2. An example of a safety-tested vaccine

Safety and Immunogenicity of Different Schedules of Takeda’s Tetravalent Dengue Vaccine Candidate (TDV) in Healthy Participants

Abstract via The Lancet

An unmet clinical need remains for an effective tetravalent dengue vaccine suitable for all age groups, regardless of serostatus. We assessed the immunogenicity and safety of three different dose schedules of a tetravalent dengue vaccine (TAK-003) over a 48-month period in children living in dengue-endemic countries.

Link to full study including data table

3. What is Vaccine Court? What do we know about it? This is a federal court. If vaccines are safe, we should know from verdicts in Vaccine Court.

Wiki page on National Vaccine Injury Compensation Program (link)

The Office of Special Masters of the U.S. Court of Federal Claims, popularly known as “vaccine court”, administers a no-fault system for litigating vaccine injury claims. These claims against vaccine manufacturers cannot normally be filed in state or federal civil courts, but instead must be heard in the U.S. Court of Federal Claims, sitting without a jury.

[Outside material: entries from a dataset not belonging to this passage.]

PR #452, opened 2022-10-27
End of Year: listening time story design

leandroalonso:
| 📘 Project: #376 |
|:---:|

Add the design for the "listening time" story.

| iPhone 8 | iPhone 14 | iPhone 14 Pro Max |
| -------- | ---------- | ------------------- |
| Simulator Screen Shot - iPhone 8 - 2022-10-27 at 09 09 13 | Simulator Screen Shot - iPhone 14 - 2022-10-27 at 09 09 47 | Simulator Screen Shot - iPhone 14 Pro Max - 2022-10-27 at 09 10 13 |

## Details

* This PR also adds the dynamic background based on pdeCcb-wX-p2
* In order to display some podcasts on this screen, I added logic to retrieve the top 10 podcasts, reverse them, and then display the last 3. This way we can display podcasts that the user also listened to (while saving the top 5 for later)
* Colors needed to be downloaded, I didn't added logic for that in this PR to avoid being too big

## To test

I recommend using these devices to test, given they provide different screen sizes:

* iPhone 8
* iPhone 14
* iPhone 14 Pro Max

4. Navigate to the second story
4. ✅ Check the design

## Checklist


podcasts/End of Year/Stories/ListeningTimeStory.swift
```diff
@@ -1,27 +1,111 @@
...
     var duration: TimeInterval = 5.seconds
 
     let listeningTime: Double
 
+    let podcasts: [Podcast]
+
     var body: some View {
-        ZStack {
-            Color.black
+        GeometryReader { geometry in
```
leandroalonso, line 13: I didn't extract constants to allow changes to be faster.

Also, a lot of components can be reusable between the stories but my goal was to finish the design of each one before cleaning up the code.

podcasts/End of Year/Stories/ListeningTimeStory.swift
```diff
@@ -1,27 +1,111 @@
...
+    }
+
+    @ViewBuilder
+    func podcastCover(_ index: Int) -> some View {
+        Group {
+            if let podcast = podcasts[safe: index] {
+                ImageView(ServerHelper.imageUrl(podcastUuid: podcast.uuid, size: 280))
+            } else {
+                Rectangle().opacity(0)
             }
```
emilylaguna, line 71: When I loaded this up with 3g throttling enabled in Charles and all I saw was a blank screen for a few seconds until the images loaded up. I wonder if we can display a placeholder so it doesn't appear so empty for users who are on slower connections?

A simple idea could be to just show a rectangle with the podcast color while it's loading in.

Screen Shot 2022-10-31 at 1 20 25 PM

podcasts/End of Year/Stories/ListeningTimeStory.swift
```diff
@@ -1,27 +1,111 @@
...
+                VStack {
+                    Spacer()
+
+                    HStack {
+                        ForEach([1, 0, 2], id: \.self) {
+                            podcastCover($0)
+                        }
+                    }
+                    .modifier(PodcastCoverPerspective())
+                    .position(x: geometry.frame(in: .local).midX, y: geometry.size.height - 230)
```
emilylaguna, line 48: Is there a way to have the view position be a bit more dynamic? On larger screens the large gap at the top looks out of place. Especially when there's less than 3 podcasts to be displayed:

| One item | 2 items |
|:---:|:---:|
|||

podcasts/End of Year/EndOfYearStoriesBuilder.swift
```diff
@@ -62,9 +62,10 @@ class EndOfYearStoriesBuilder {
             }
 
             // Top podcasts
-            let topPodcasts = dataManager.topPodcasts()
+            let topPodcasts = dataManager.topPodcasts(limit: 10)
             if !topPodcasts.isEmpty {
-                data.topPodcasts = topPodcasts
+                data.topPodcasts = Array(topPodcasts.prefix(5))
+                data.randomPodcasts = Array(topPodcasts.suffix(8)).map { $0.podcast }.reversed()
```
emilylaguna, line 68: Is the name `randomPodcasts` still accurate? It seems like this is just returning a subset of podcasts?

emilylaguna (changes requested):
Heya, I tested on a few different devices and left some comments below.
- When testing on larger devices such as the iPhone 14 Pro Max, the gap between the bottom of the top text and the top of the podcasts images seems very large. 
- When testing with a slower internet connection the view appeared very bare while the images were being loaded
- When testing with more limited data (only 1 or 2 "top" podcasts) the view design looked a bit odd on larger devices.

podcasts/End of Year/Stories/ListeningTimeStory.swift
leandroalonso: > A simple idea could be to just show a rectangle with the podcast color while it's loading in.

I think we can add a black translucent square. The colors are tricky because the podcast might have them or not, and if they don't we need to make a request to retrieve them.

podcasts/End of Year/Stories/ListeningTimeStory.swift
leandroalonso: Hmm, having 2 podcasts feel super weird. I think we can add the same as before, a translucent black color.

I wonder how many people will run into having less than 3 podcasts to display though. Do you mind if I tackle that in a separated task?

podcasts/End of Year/Stories/ListeningTimeStory.swift
emilylaguna: True. I think that makes sense.

podcasts/End of Year/EndOfYearStoriesBuilder.swift
emilylaguna: 👆 Since this is used in the subsequent PRs we can address this later.

emilylaguna (approved):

The National Vaccine Injury Compensation Program (VICP or NVICP) was established by the 1986 National Childhood Vaccine Injury Act (NCVIA), passed by the United States Congress in response to a threat to the vaccine supply due to a 1980s scare over the DPT vaccine. Despite the belief of most public health officials that claims of side effects were unfounded, large jury awards had been given to some plaintiffs, most DPT vaccine makers had ceased production, and officials feared the loss of herd immunity.

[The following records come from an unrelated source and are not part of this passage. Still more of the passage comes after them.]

PR #457, opened 2022-10-27
Apple SSO: Fixes Watch app token refreshing issues

emilylaguna:
| 📘 Project: #381 |
|:---:|

This fixes a few issues:

1. When performing a token refresh the some of the required information (email, auth tokens) would be deleted and never restored when a successful refresh occurred.  To fix this I moved when the info is stored to after `handleSuccessfulSignIn` is called ensuring the information is set. If the endpoint doesn't return an email then we manually set our previously stored email again. 

2. If the user revoked the Sign in With Apple the app would be logged out, but the watch wouldn't. This is calling `setLoginDetailsUpdated` in `handleSSOTokenRevoked`

**3. Apple Watch and Apple SSO token refreshes**

If the stored `SJSyncV2Token` is invalid or needs to be refreshed, and the user has signed in with Apple, the code previously would try to do the following to refresh the token

1.  On Failure, it determined the user used Apple SSO
2. It calls `ApiServerHandler.shared.refreshIdentityToken` from `TokenHelper.acquireIdentityToken`
3. `refreshIdentityToken` calls `hasValidSSOToken`
4. Which calls `ssoCredentialState`
5. Which tries to retrieve the current Apple credential state (revoked, authorized, etc) using `ASAuthorizationAppleIDProvider`

The problem with this is that it assumes that:
1. The iOS and Watch apps are able to **share** the Apple SSO login information and check it
    -  The apps don't share this info, and in order for this to work we would need the user to sign in to Apple directly on their watch in the app
2. The Watch app has the correct entitlement for SIWA
   - It's currently not enabled, so it's not able to perform ANY SIWA code so the check will always fail

The change I made in this PR is to completely disable the SIWA checks on the Watch app and rely on the server to refresh, and then a connection with the app 

## To test

> **Note**
> Make sure you enabled the `signInWithApple` FeatureFlag, and switch to the Staging Build Configuration. 
> You can however test the email/password steps without the flag enabled. 

#### Main App
1. Launch the app
2. Sign into an existing account with email/password
3. Go to Profile Tab > Settings > Developer > Corrupt Sync Token
4. Perform a sync
5. ✅ The sync succeeds and you are not logged out

#### Watch App
1. Launch the app and the watch app
7. Sign into an existing account with Plus with email/password on the app
8. Sync the account with the watch
9. In Xcode open KeychainHelper.swift
10. Replace the first 2 methods with the contents of the `KeychainHelper Code` section at the bottom of this PR
    - This will log out any keychain changes making debugging easier
11. in Xcode open: `SourceInterfaceController`
12. Go to line 80 (`override func awake(withContext context: Any?)` method)
13. Add a new line with: `KeychainHelper.save(string: "invalid", key: "SJSyncV2Token", accessibility: kSecAttrAccessibleAfterFirstUnlock)`
    - 👆Upon relaunch of the Watch app this will force the login token to be invalid forcing the token refresh
14. Relaunch the Watch app
15. Once it's launched, tap the `Refresh Data` button
16. ✅ The refresh works correctly
17. ✅ Verify you see `🔐 Removing SJSyncingEmail`,  `🔐 Removing SJSyncingPwd`, and `🔐 Removing SJSyncV2Token`
18. ✅ Verify after all the removals you also see and `🔐 Saving:` log for each of the items above
    - If you were to reproduce the issue you would not see these

#### Main App
1. Launch the app
2. Sign using SIWA
3. Go to Profile Tab > Settings > Developer > Corrupt Sync Token
4. Perform a sync
5. ✅ The sync succeeds and you are not logged out

#### Watch App
1. Launch the app and the watch app
7. Sign into an existing account with Plus using SIWA on the app
8. Sync the account with the watch
9. In Xcode open KeychainHelper.swift
10. Replace the first 2 methods with the contents of the `KeychainHelper Code` section at the bottom of this PR
    - This will log out any keychain changes making debugging easier
11. in Xcode open: `SourceInterfaceController`
12. Go to line 80 (`override func awake(withContext context: Any?)` method)
13. Add a new line with: `KeychainHelper.save(string: "invalid", key: "SJSyncV2Token", accessibility: kSecAttrAccessibleAfterFirstUnlock)`
    - 👆Upon relaunch of the Watch app this will force the login token to be invalid forcing the token refresh
14. Relaunch the Watch app
15. Once it's launched, tap the `Refresh Data` button
16. ✅ The refresh works correctly
18. ✅ Verify you also see and `🔐 Saving: SJSyncV2Token` log with a large value

#### Revoking the login

1. Launch the app
2. Sign in with Apple
3. Sync the account to the watch
4. Go to Settings.app
5. Tap your name at the top of the view
6. Tap on Password & Security
7. Tap on Apps using Apple ID
8. Locate Pocket Casts
9. Tap Stop using Apple ID
10. Go back to the main app
11. ✅ Verify you are signed out
12. Open the Watch app
13. Tap Refresh Data
14. ✅ Verify you are signed out

----

#### KeychainHelper Code
```    @discardableResult
    public class func save(string: String?, key: String, accessibility: CFTypeRef) -> Bool {
        print("🔐 Saving: \(key): \(string ?? "<empty>")")
        return KeychainHelper.shared.save(value: string, key: key, accessibility: accessibility)
    }

    @discardableResult
    public class func removeKey(_ key: String) -> Bool {
        print("🔐 Removing: \(key)")
        // the accessibility flag is ignored on saving a nil value, so it's safe for this helper to put whatever in that field
        return KeychainHelper.shared.save(value: nil, key: key, accessibility: kSecAttrAccessibleAfterFirstUnlock)
    }
```

## Checklist

### DIFF
--- a/Modules/Server/Sources/PocketCastsServer/Public/API/ApiServerHandler+SocialAuth.swift
+++ b/Modules/Server/Sources/PocketCastsServer/Public/API/ApiServerHandler+SocialAuth.swift
@@ -4,12 +4,12 @@ import PocketCastsUtils
 
 /**
  * The Watch app and the iOS app don't share SIWA credentials, so if we try to do an "Credentials State" check from SIWA
- * from the watch, it will fail regardless. So, instead we will rely on the server to validate the identity token and fail
- * there if needed.
+ * from the watch, it will fail regardless. So, instead we will rely on the server to validate the identity token and fail there if needed. If not, then the watch will check the login state next time the user is connected to the main app on their phone.
  *
- * We will still do the credential state check in the main app, since it's better to fail early if possible.
+ * We will still do the credential state check in the main app since it's recommended by Apple.
  *
  */
+
 #if !os(watchOS)
 import AuthenticationServices
 
--- a/Modules/Server/Sources/PocketCastsServer/Public/API/ApiServerHandler+SocialAuth.swift
+++ b/Modules/Server/Sources/PocketCastsServer/Public/API/ApiServerHandler+SocialAuth.swift
@@ -1,6 +1,16 @@
 import Foundation
 import PocketCastsDataModel
 import PocketCastsUtils
+
+/**
+ * The Watch app and the iOS app don't share SIWA credentials, so if we try to do an "Credentials State" check from SIWA
+ * from the watch, it will fail regardless. So, instead we will rely on the server to validate the identity token and fail
+ * there if needed.
+ *
+ * We will still do the credential state check in the main app, since it's better to fail early if possible.
+ *
+ */
+#if !os(watchOS)
 import AuthenticationServices
 
 public extension ASAuthorizationAppleIDProvider.CredentialState {
@@ -19,6 +29,7 @@ public extension ASAuthorizationAppleIDProvider.CredentialState {
         }
     }
 }
+#endif
 
 public extension ApiServerHandler {
     func validateLogin(identityToken: String?) async throws -> AuthenticationResponse {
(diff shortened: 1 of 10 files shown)


Modules/Server/Sources/PocketCastsServer/Public/API/ApiServerHandler+SocialAuth.swift
```diff
@@ -66,14 +91,12 @@ public extension ApiServerHandler {
...
-        let url = ServerHelper.asUrl(ServerConstants.Urls.api() + "user/login_apple")
-        guard let identityToken = identityToken,
-              var request = ServerHelper.createEmptyProtoRequest(url: url, cachePolicy: cachePolicy, timeoutInterval: timeoutInterval)
-        else { return nil }
-
-        request.setValue("Bearer \(identityToken)", forHTTPHeaderField: ServerConstants.HttpHeaders.authorization)
-        return request
+extension ApiServerHandler {
+    func hasValidSSOToken() async throws -> Bool {
+        return true
```
emilylaguna, line 99: Intentionally always returning true on the watch app to "skip" the token check. I thought about modifying the place where this is called, but this seemed cleaner.

podcasts/WatchManager.swift
```diff
@@ -334,8 +334,9 @@ class WatchManager: NSObject, WCSessionDelegate {
         if let password = ServerSettings.syncingPassword() {
             response[WatchConstants.Messages.LoginDetailsResponse.password] = password
         }
-        else if let authToken = ServerSettings.appleAuthIdentityToken {
+        else if let authToken = ServerSettings.appleAuthIdentityToken, let appleUserId = ServerSettings.appleAuthUserID {
```
emilylaguna, line 337: The user ID wasn't being sent to the watch before, so this adds that.

podcasts/AuthenticationHelper.swift
```diff
@@ -75,31 +114,7 @@ class AuthenticationHelper {
...
-        if let email = response.email, !email.isEmpty {
-            ServerSettings.setSyncingEmail(email: response.email)
-        }
-
-        NotificationCenter.default.post(name: .userLoginDidChange, object: nil)
-        Analytics.track(.userSignedIn, properties: ["source": source.rawValue])
-
-        RefreshManager.shared.refreshPodcasts(forceEvenIfRefreshedRecently: true)
-        Settings.setPromotionFinishedAcknowledged(true)
         Settings.setLoginDetailsUpdated()
```
emilylaguna, line 119: This wasn't being called before in `handleSSOTokenRevoked` which meant when the main was app signed out due to the token being revoked the watch app wouldn't also sign the user out.

leandroalonso (approved):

Reproduced 1991 Forbes article giving details on why it was set up (link)

Time and again, one sees how an avalanche of lawsuits can be loosed by a tiny hiccup of error in scientific research. In 1985, for example, lawyers won a spectacular $5.1 million verdict against Ortho Pharmaceutical Corp., largely on the strength of a single study that had very tentatively suggested that spermicides might cause birth defects. Not quite two years after the verdict, however, the several authors of that study spoke out again. One acknowledged that their work “was not corroborated by subsequent studies,” and that their “study’s definition of exposure to spermicide near the time of conception was grossly inaccurate.” Another conceded: “I believe our article should never have been published. In our present litigious environment, the reservations and qualifications written into a published report are often ignored, and the article is used as ‘proof’ of a causal relationship.”

The legal disaster of the pertussis (whooping cough) vaccine unfolded in much the same way. The vaccine, first licensed in 1949, has virtually ended whooping cough as a dread disease (265,000 cases, with 7,500 deaths, recorded in 1934). But in 1981 a major British study suggested that the vaccine’s use might be causing one case of brain damage for every 310,000 immunizations. Extrapolated to the U.S., that would be about 50 cases a year. American lawyers responded with an avalanche of litigation, blaming the vaccine for epilepsy, mental retardation and various forms of brain damage.

In response, one major supplier of pertussis vaccine, Wyeth Laboratories, abandoned the market. More solid scientific evidence slowly accumulated. Then, in March 1990 the Journal of the American Medical Association reviewed three recent studies covering a total of 230,000 children and 713,000 immunizations. Conclusion: No evidence of serious neurological complications or deaths from the vaccine. “It is time for the myth of pertussis vaccine encephalopathy to end,” declared the journal. “We need to end this national nonsense.”

Documents referring to ‘vaccine court’ cases

Some lists of cases brought for vaccine injury compensation under the VICP.

“The National Childhood Vaccine Injury Act of 1986 as amended*, created the National Vaccine Injury Compensation Program (VICP), a no-fault alternative to the traditional tort system. It provides compensation to people found to be injured by certain vaccines. Even in cases in which such a finding is not made, petitioners may receive compensation through a settlement.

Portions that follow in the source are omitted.